I wholeheartedly agree with you, Gordon. I am a news and political junkie, and inform myself by making use of many resources. I find a lot of merit in reading and listening to opinions of all kinds. In fact, opposing opinions often make me feel even more strongly about my beliefs. As I've stated here before, I'm a conservative, but I'm not an ideologue in any way, shape, or form.

I share your sentiments about ghost-written books. Are we supposed to give no consideration to a book that is the product of a fertile mind belonging to someone whose writing might not be the most riveting that we've read? Personally, I'd much prefer to read a book that originated in the mind of someone who had the sense to ask others with superior literary skills to aid in the writing of the book than to read a poorly-written book with a good premise. I would find myself wishing that someone had given his/her assistance with the writing process. Maybe there are more people out there who feel cheated when they find that a book was ghost-written. I, for one, am not one of those people (obviously).

By the way, Gordon, thank you for your service to our country. I grew up in the Vietnam era, and I had a lot of friends and relatives who also served. It says a lot about your character, as far as I'm concerned, that you can give kudos to Jane Fonda, given the things that she said and did, as well as the repercussions of those actions. As for supporting her causes and taking her advice, that's the point which some of use were trying to make earlier. Thank heavens, we're a free country, and we can choose to support those people and causes which further our values and concerns.
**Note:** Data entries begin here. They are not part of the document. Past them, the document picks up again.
PR #1294, opened 2021-10-09
The patch is no longer needed

smoe:
The patch itself is missing, so it does not build. And it does not seem to be required anyway.
This also eliminates the quilt lintian warning in PR #1291 .

### DIFF
--- a/debian/patches/series
+++ b/debian/patches/series
@@ -1,1 +1,0 @@
-No_root_install.patch


SebKuzminsky:
I pushed this branch to our main repo so our buildbot would test it.  Package building on Buster (the only platform that's both supported by `master` and represented in the buildbot), worked fine:
http://buildbot.linuxcnc.org/buildbot/builders/4041.deb-buster-rtpreempt-amd64/builds/1261
http://buildbot.linuxcnc.org/buildbot/builders/4042.deb-buster-rtpreempt-rpi4/builds/1153

So I'm merging it.

Thanks @smoe :-)

Issue #30, opened 2016-01-22
G53 doesn't work right with G92 and coordinate system rotation


jepler:
Tested in 2.6.11 and master-ish with configs/sim/axis:
1. Start AXIS.  Power on.  Home all.  Clear G54, G92 offsets via menu
2. MDI: G54
3. MDI: G0 G53 X0 Y0
4. MDI: G92 X1 / G10 L2 P1 R45 / G0 G53 X0 Y0

Expected behavior: no motion at step 4, because the machine was already at G53 X0 Y0 after step 3
Actual behavior: motion to machine coordinates (.2929, -.7071)

jepler:
Instead of G0 G53 X0 Y0, you can also G91 G0 X0 Y0, which should cause motion since it's in incremental distance mode with all distances zero.  It takes you to the same machine location as the G0 G53 version.
![rotation-g92-wrongmotion](https://cloud.githubusercontent.com/assets/1517291/12522349/c18dfc1e-c115-11e5-9506-8cf8d0f61440.png)

jepler:
Thanks!  The best way to get a change accepted into linuxcnc is by preparing a pull request. Patches added to issues are likely to get lost.

andypugh:
Seems to be fixed by #1297

PR #1297, opened 2021-10-10
Address interpreter rotation issues

rgbond:
Changes to address G10 Rx xy rotation issues.
- Fix inconsistent application of G92 offsets in rotated systems.
  The G92 offset should always be applied after the rotation. In
  some cases it was being done at the same time as the G5x offsets
  and the tool offsets:
  convert_stop()
  find_ends(), G53 case. This fixes issue #30
  find_relative()
- Add rotation support to G28.1 and G30.1 in convert_savehome()
- Added test cases for the G53 and G28 changes


andypugh:
Gets my vote, but let's see if cradek has any insight.

rgbond:
Ok. But note that g53 doesn’t handle rotation correctly either. See issue #30.

andypugh:
@yamyamar Are you able to try out the changes in this PR to see if they help your situation?

yamyamar:
Andy,

I see that there are 13 files changed.
But how do I implement them into my linuxcnc?
Do I need to compile from source, or can I just replace those 13 files or some other way...?

Please advice as I do not have a clue how to implement these changes into my installation.

Thanks

Jan

andypugh:
@yamyamar At the present time the only way to test these changes would be to build LinuxCNC from source. 
Typically you would do this as a run-in-place install that can live alobgside the standard install and share the same config files.

rene-dev:
you need to checkout his repo: https://github.com/rgbond/linuxcnc/tree/rotations
and then checkout the branch where the changes are in:
`git checkout rotations`

rgbond:
I would clone the current tree then download the patches and install them with the Linux “patch” command. There may be better ways but I don’t know them.

Bob

yamyamar:
Thanks for your help.

The ckeckout and clone commands resulted in bad repositorys? 
But I have downloaded the Zip file provided under the source.
Unzipped it gave a full directory structure under linuxcnc-rotations. 
So I believe this will be good to start from.

Following the manual I have checked the deps, as a result an error; See pic.
But before it tells that uspace is ignored? 

If  I try just to install it complaints for a pkg-config error. see picture

My system is the standard system provided by linuxcnc 2.8.2-11
I did an apt update/upgrade.

Any ideas?
Thanks in advance.

Jan

rene-dev:
You are missing the build dependencies, install all the packages it tells you to install.

yamyamar:
All,
Compiled linuxcnc from source without any further big issues.
Didn't showed any errors at the end so I assume it went ok.

Now the 10 mlj question? How do we start llinuxcnc from this new install?
Original startup file is found in the /bin/ linuxcnc and file is not present in the local bin dir?
So executing linuxcnc in a shell is apparently not the way?

Thanks,
Jan

yamyamar:
All,

I found in the script folder linuxcnc as an executable. So my question above becomes obsolete.

Executing this file gives the opportunity to choose my existing config file.
But it stops on an  error on "opengl module"?

Choosing axis simulation or other ini files, all give the give the same error?

see down:

Did I missed something in the compilation?

Thanks for your reply.
Jan

LINUXCNC - 2.9.0~pre0
Machine configuration directory is '/home/cnc/linuxcnc/configs/LinuxCNC_machine'
Machine configuration file is 'LinuxCNC_machine.ini'
Starting LinuxCNC...
Found file(REL): ./LinuxCNC_machine.hal
Note: Using POSIX realtime
...
hm2_5i25.0: initialized AnyIO board at 0000:05:00.0
Found file(REL): ./handwheel.hal
Found file(REL): ./custom.hal
  File "/home/cnc/linuxcnc-rotations/bin/axis", line 24, in <module>
    from OpenGL.GL import *
ModuleNotFoundError: No module named 'OpenGL'
Running HAL shutdown script
task: 10 cycles, min=0.000012, max=0.010075, avg=0.006526, 0 latency excursions (> 10x expected cycle time of 0.010000s)
hm2_5i25.0: dropping AnyIO board at 0000:05:00.0
hm2/hm2_5i25.0: unregistered
RTAPI_PCI: Unmapped 65536 bytes at 0x7fb5505f0000
hm2_pci: driver unloaded
hm2: unloading
Note: Using POSIX realtime
    /home/cnc/linuxcnc_debug.txt
and
    /home/cnc/linuxcnc_print.txt


------------------
(program exited with code: 1)
Press return to continue


the log give:
24971
25006
Stopping realtime threads
Unloading hal components

andypugh:
Try 
sudo apt-get install python3-opengl

yamyamar:
Thank you all for the support.
We are finally in business;-)

Besides all the dep's given by dpkg-checkbuilddeps  the following libs also need to be installed in a manual way:

python3-gi
python3-cairo
python3-gi-cairo
python3-opengl, 
python3-configobj,

Jan

yamyamar:
All,

i tried out the adaptations but with no result.
I include a small program so if interested you can try out for yourself.
It's not written to be used at a machine, units are in mm rename extension to ngc.

As before I do not understand that when, after given a rotation of 45°, a new rotation of -45° will not result in  the original coordinate system.

Is it an option to have a rotation as G53?

Let me know if I can help in any way.
Jan
[1111.txt](https://github.com/LinuxCNC/linuxcnc/files/7527872/1111.txt)

yamyamar:
As I was playing around I changed the translations of G52 into G54.
File under.

Now it works as expected, so we can isolate the problem to using G52.







[1111.txt](https://github.com/LinuxCNC/linuxcnc/files/7527971/1111.txt)

JAn

yamyamar:
As I believe G52 and G92 has to perform in the same way.
This is what I found:

G54 this is the wanted behavior, take attention to the dashed lines.
G54

G52 acts like: beforeG52, set G54 to X100 Y100
G52

G92 acts like: before G92, set G54 to X100 Y100
G92


To put rotation into a Gcode I meant G68 instead of G53 as written above.

Jan

rgbond:
Hi Jan,

 

Thanks for the example files. I spent some time working with them and found a couple of things:

1)      I suggest that you add these two lines to the top of the file after the T1 command.

a.       G92.1

b.      G10 L2 P0 X0 Y0 Z0 R0

I had trouble debugging the files because the previous G92 and G54 state is preserved between runs

2)      Change “G10 L2 P0 R-45” to “G10 L2 P0 R0” With those two changes I was able to make both test files work (I think) with my patches.

 

Let me know how these changes work for you.

Bob

yamyamar:
Bob,

Thank you for your reaction.

Initiating all translations to 0 do not do the trick in my opinion
Mine were already on zero, I checked the var file for this.
On the screen you can actually see that they are all 0.
 

G52-2
The remark to change R-45 to 0 is in my opinion doubtfull as G10 L2 P0 refers to the coordinates of G52 which are relative coordinates.  But this is open for interpretation.
 
I include a test were the subprog is effectuated 2 times as follows;
G52
R45
o100
R0
o100
And it proves you are right. 

G52-3

I stay with the impression that a rotation of the original coordinate system and not taking into account further relative movements is not correct.  I think that the program works like this:  when encountering a rotation the program looks for the absolute coordinate system and effectuates the rotation regardless if a G52  was already active? (maybe different for G92?)
In my experience coordinate translations and rotations are added 1 after another until an absolute new coordinate system is encountered.
Why wouldn't it be possible to have something like: 
G54 Rot45 G52 Rot78 G52 Rot0... 

Secondly I do not understand why a G52 acts differently than & G92  as showed above.

Regards,
Jan

rgbond:
Hi Jan,

When a new g10 command is issued for the current g5x (say g54) system, or a different g5x system is commanded (say g55), the code takes these steps in this order:

1 removes the current g52/g92 translation, 
2 removes the current rotation, 
3 removes the current g5x offsets,
4 sets up the new g5x system, 
5 rotates the system if needed, 
6 reapplies the g52/g92 translation. 

So if the rotation changed the g52/g92 translation is now rotated from the previous direction.

My patches are primarily aimed at cleaning up corner cases in this scheme.

I don’t understand the differences you see between g52 and g92. Please explain a bit more. The code paths are pretty much identical except for the differences in persistence between runs.

Bob

yamyamar:
Bob,

Thank you for your explanation.

As far as I can see the program is reacting like you describe.

1 removes the current g52/g92 translation,
2 removes the current rotation,
3 removes the current g5x offsets,
4 sets up the new g5x system,
5 rotates the system if needed,
6 reapplies the g52/g92 translation.

In essence the buildup coordinate system is pulled down till machine coordinates and then build up again.

The linuxcnc description of G10 (https://linuxcnc.org/docs/html/gcode/g-code.html#gcode:g10-l2)
describes this behavior as you write it down

For me this is not always correct.
Let me try to explain why I'm not convinced in this general way of handling G10.

These are the points I believe are not correct in the manual:

General def of G10 : 
G10 L2 P- <axis R-> 

is in fact G10 L2 P- X Y Z R  
P from 0-10 
R on XY plane origin 0,0 X+ direction
Only Absolute (G91) coordinates for P1-P6 (see down)


And we note that G10 L2 P0 speaks about the **active coordinate system**.
I believe we need to distinguish P0 from the other (see below) 

In the manual:

    G10 L2 Pn does not change from the current coordinate system to the one specified by P, you have to use G54-59.3 to select a coordinate system.
G10 L2 P0 Rx is directly effectuated?  (P0 is different as it is always active, see manual)

    When a rotation is in effect jogging an axis will only move that axis in a positive or negative direction and not along the rotated axis.
This is a missed change, with a probe we can say that the piece on the machine is straight as it lays down. 
As a user we do not care if the machine needs to activate 2 motors to follow 1 axis.  But the setup of the machined part becomes very easy if we can use rotation for this way of working.
  
    If a G52 local offset or G92 origin offset was in effect before G10 L2, it will continue to be in effect afterwards.
This is useless to me when we install a new coordinate system from G54 to G55. But useful when we adapt a coordinate system from G54 to G54 
 
    When programming a coordinate system with R, any G52 or G92 will be applied after the rotation.
Again, this is useless to me when we install a new coordinate system from G54 to G55 we need to forget everything different then what we ask for. But useful when we adapt a coordinate system from G54 to G54 

    


Let me try to explain why I believe P0 needs a different treatment then P1-6

All coordinate system are setup with
G10 L2  

	P1-P6  XYZR (+ G52)  

On this coordinate system we can effectuate the following commands:

New command coordinate system, different then the actual G54/9. So G54/G59 with or without Rotation is installed.
	All commands are previously setup with G10 and wait before coming active on a G54/9 Command, (unless they were already active) 
(For me: everything is forgotten, and the new coordinate system is installed as demanded, I speak about a new start, so all G52 are not to be installed again, 
the coordinate system is absolute G90 and follows the G10 command)

Or we issue the same coordinate system. so for example G54 is active.
G10 L2 P1 XYZR,  the actual values that were not defined come active the ones that were active are overwritten. In this situation it makes sense to reinstall the relative movements of G52 
after the adaptation of the existing coordinate system

Or we issue P0 XYZR 
My interpretation is that we start from the actual coordinate system and that all coordinates are relative (G91).
This allows to setup the most complicated coordinate systems and to leave the control to the user.
Take into account that its possible to have non of the G54/9 active, but only G52, Would it be good behavior when the rotation now comes before the translation?



After writing this down I came to the conclusion that P0 needs to be treated as relative (G91)
And P1-P6 as absolute (G90), but with the possibility to adapt (not change). 
And if you allow adaptation of the latter, why not allow a G91 change so you get something as G10 L2 P1 G91 X6, as it moves the existing center 6 to the right, HAAs machines are allowed to do this).

Further if we can implement a G68 as a rotational Gcode we can
overcome the above as the rotation takes place the moment G68 is activated (G91 behavior)
Overcome the limit of the XY plane
Overcome the limit to rotate around 0,0

Share me your comments.

I'll come back for the difference I noticed between G52/92

Regards,

Jan

rgbond:
>> As far as I can see the program is reacting like you describe.
...
>>In essence the buildup coordinate system is pulled down till machine coordinates and then build up again.

Thank you for spending the time to check out my changes. Bringing up a build environment is a lot of work.

>> And we note that G10 L2 P0 speaks about the active coordinate system.
>> I believe we need to distinguish P0 from the other (see below)

Just a bit of clarification – in “G10 L2 P0”, currently “P0” is an alias for the last G5x command. So if you issue “G56”, P0 is G56. P0 is the coordinate system that the rest of the system outside of the interpreter (Axis, etc) uses.

>> After writing this down I came to the conclusion that P0 needs to be treated as relative (G91)
>> And P1-P6 as absolute (G90), but with the possibility to adapt (not change).

This is a substantial change. It is not something I can do as part of the changes currently under review.

Bob

yamyamar:
Bob,

The above was not a change I want to implement, it was solely a reflection of me that I chaired.
It made me think deeper over translations and Rotations in Gcode and  was very clarifying for me.

Possible, that my way is not the Linuxcnc way. And no regrets if the outcome in Linuxcnc is different. 
My thinking was just based on our practise.
We use movement and rotations; when pallets are changed, multiple item are milled on a table, to put an axis following a part and to position data more easy on the part(so the math becomes more easy), and just in 3 axis, and in 2 dimensions at a time.
When we mill with 5axis we leave the setting of the coordinate system over to the cam-computer.
As Linuxcnc, is capable in controlling 9axis, so for sure, the view can be different.

I'm using Linuxcnc as a preparation for making Haas programs, (at home)
I'm finishing another project before I move to making our new "Haas" move in my way;-)
I'll will try the same files I have send you so we can evaluate how a "Fanuc-clone"style controller is responding to G10 code.
Normally we would use rotation in Haas with  G68, but for the understanding we will try-out a G10 version.
I suspect it will move the linuxcnc way as both are "Fanuc-styled".

You can expect my findings beginning of December.

Regards,

Jan

rgbond:
Andy, Chris, Rene, how can we make progress on this? The changes fix real bugs...

c-morley:
I'm not sure I'm qualified to assess this.

Though I can confirm P0 is an alias for the active coordinate system, but there is a bug - if used in a gcode program it will use the active coordinate system at interpreter time rather then at motion time.

yamyamar:
Bob,

I'm not forgetting about this issue.

But programming time is still fully occupied, as I'm bending a Haas controller to fit into our needs.
Holiday's are coming, besides playing with the turkey I hope to have some spare moments to get along with LinuxCnc and my HomeMill;-)

I have the plan to write a small program (a letter "A" or something) for testing all the rotational an translating functions.
I would execute the same program (adapted for the language) on a Haas and take pictures of the graphical results for easy comparison with Linuxcnc. Feel free to indicate what you want to be tested.

I had a look at an "official" RS274 paper, but did not found the rotational/translation behavior as used in linuxcnc.
I suppose that the "rules" implied in linuxcnc are written down somewhere?
Are you able to address me to such a paper?

Thanks in advance.
Regards
Jan

rgbond:
Hi Jan,

 

I think that the syntax and semantics for rotation in Linuxcnc are unique to Linuxcnc.  I couldn’t find a clear exposition of the rules so my work was an attempt to make what I could figure out consistent across the platform. If you find a definitive reference I would love to see it.

 

You might check the tests that I included in the. They should run standalone with just the interpreter.

 

Bob

andypugh:
It's taken up semi-permanent residence at the bottom of my inbox too. It's a matter of finding the time at the right time.

yamyamar:
Bob,

I was diving into the definitions found in the rs274 document.
The most official one I could find is the NIST document https://www.nist.gov/publications/nist-rs274ngc-interpreter-version-3.
I was astonished to found out what shortcomings this standard has in regard to what the commercial market is offering as functions. So in my opinion to follow this standard to design Linuxcnc is like taken the Cassette recorder standards when designing a digital audio system? But this is another conversation. 
If interested try f.e. Heidenhein 
https://content.heidenhain.de/doku/tnc_guide/html/en/index/1242135142456/1242135142470/1242135142478/1242135142478.html 
pag 333, shows you the approach of moving and rotation of axis.

I made a small sketch and tried  the Linuxcnc way to solve this.
May idea would be; as the center is in the middle.
Center is G54
Move axis G52 to the right 
Rotate while executing a hole.
Anti rotate to set the axis again to 0°
G52 to the left 
Use polar coordinates to get the holes drilled.

To extend this thought say that we have 4 places on the machine were we execute this part.
Meaning G55, G56 and G57 are also used.

With my overview given above I'm not able to solve this as Linuxcnc does not allow me to rotate around a G52 setting.

Can you try to make the Gcode to mill this part?

Let me know,
Regards,
Jan



BOB

rgbond:
Hi Jan,

 

Sorry it took so long to get back to this. I don’t think you can do it with G52. I think  it may be possible to do it if you use a “temp” setup, say G59. The idea would  be “G54”, then “G0 x50, Y-30”, then use “G10 L2 P6 0 0 R0” followed by  “G59. That should set up the center point for the following operations. Then “x50” drill, “X0”, “G10 L2 P6 R45”, “X50”, etc. Use “G54 X0 Y0” to get back the center.

 

Bob

pltsi:
Hello.

I have been testing the PR on top master with simulator. This PR appears to fix #30, but not the problem that I'm facing.

As I read the PR description and LinuxCNC documentation, it is mentioned that G92 offset should be applied **after** rotation. However, the code in this PR still seems to calculate the rotation with G92 offset included. This can be clearly seen in axis, that the G92 offset (when displayed) is rotated with G10 L2 P1 Rx. My understanding based on the documentation is that the offset and it's direction should remain constant regardless of the applied rotation.

I'm using persistent G92 offset in my machine to adjust the location of my work surface and it's features. Applying rotation changes the direction of G92 offset and things don't work as expected anymore..

Also axis opengl drawing code in lib/python/rs274/glcanon.py seems to apply G92 offset before rotation, at least for the grid.

So, how exactly should LinuxCNC behave with G92 offset applied?

Best regards,
Sami

rgbond:
Thanks Sami.  I spent a bunch of time looking at the interpreter code, trying to figure out how to make things consistent. It is certainly possible that I misconstrued something.

 

>> However, the code in this PR still seems to calculate the rotation with G92 offset included 

Can you send some gcode that demonstrates what you mean by this? The code in the PR applies the G5x translation, then applies the rotation, then adds in the G92 offset. That means that the G92 offset will send the spindle off in a different direction with different rotations.

>> My understanding based on the documentation is that the offset and it's direction should remain constant regardless of the applied rotation

I’ve been looking for documentation that addresses this issue. Please send a reference.

 

>> Applying rotation changes the direction of G92 offset and things don't work as expected anymore..

This is what I would expect. The interpreter has inconsistent applications. The PR is an attempt to make it all consistent. Again, please send a bit of gcode that demonstrates where you see an issue so I can take a look at it.

 

Bob

yamyamar:
Bob,

That was my point, the above is a real world example.
This kind of drawing is what we give to the cnc operators.
Our commercial CNC-machines do allow to solve the above with a G52.

As I did not find the linuxcnc behaviour in the rs274 description. In fact I did not find any definition for accumulating rotation/translation?
And as I do not see the advantage in practise of the way linuxcnc implements the rotation/translation behaviour.
I can only say that I would program the behaviour in a different way.


Best regards,
Jan

yamyamar:
Bob,
As promised a test on a Haas for the rotation/G52 behavior.
HAAS g52

As before, a similar program on Linuxcnc
G52

Regards,
Jan

andypugh:
I lost track of this one. 
@rgbond Do you think that this is correct and should be merged?

rgbond:
Hi Andy, 

Yes, I think it is correct. At a minimum though, I would prefer that someone run the tests I provided against the current release (without my changes) to verify that the problems that I found and fixed are really problems. That should only take a few minutes…

Bob

andypugh:
I had forgotten that this addressed a reported issue. 
Sorry for the long delay in getting this merged.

My comments are made entirely in the spirit of polite political/literary discourse, and I respect the opinions of those who take part here on the Kindle Boards.


----------



## r0b0d0c (Feb 16, 2009)

I generally enjoy this forum *except* for *any thread* that has in its title the name of *any* conservative (pick any name: Glenn Beck, Bush, Palin, Rove, O'Reilly, Gingrich, etc., etc., etc.) As this thread demonstrates, a majority of responding posters on these particular threads simply pile on personal insults and ad hominem attacks on the author, mostly by angry liberals who haven't even *read* the book of interest, but instead insist on sharing their venom and intolerance of said author's politics! (Go back and review the hatred and vitriol in the thread about Bush's "Decision Points" in which the moderators were handing out "yellow cards" like soccer refs!).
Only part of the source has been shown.